● Dataset excerpts
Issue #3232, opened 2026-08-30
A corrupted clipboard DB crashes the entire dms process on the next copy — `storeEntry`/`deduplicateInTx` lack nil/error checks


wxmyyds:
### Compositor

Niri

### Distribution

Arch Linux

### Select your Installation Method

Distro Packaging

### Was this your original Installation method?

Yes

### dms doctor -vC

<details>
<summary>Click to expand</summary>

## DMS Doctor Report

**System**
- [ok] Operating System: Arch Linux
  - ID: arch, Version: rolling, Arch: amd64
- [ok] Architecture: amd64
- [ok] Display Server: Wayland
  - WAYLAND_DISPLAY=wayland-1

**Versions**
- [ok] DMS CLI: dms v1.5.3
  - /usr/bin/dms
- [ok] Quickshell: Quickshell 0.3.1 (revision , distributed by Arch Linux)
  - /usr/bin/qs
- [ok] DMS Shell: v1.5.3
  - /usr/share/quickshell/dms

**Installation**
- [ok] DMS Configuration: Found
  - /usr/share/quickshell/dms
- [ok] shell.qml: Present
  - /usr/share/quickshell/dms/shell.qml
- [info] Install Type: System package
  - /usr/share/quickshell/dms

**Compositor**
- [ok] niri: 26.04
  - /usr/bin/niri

● Activity
Pull every line containing the word "System" out of the entries above.

● Task response
**System**
- [ok] Operating System: Arch Linux
- [info] Install Type: System package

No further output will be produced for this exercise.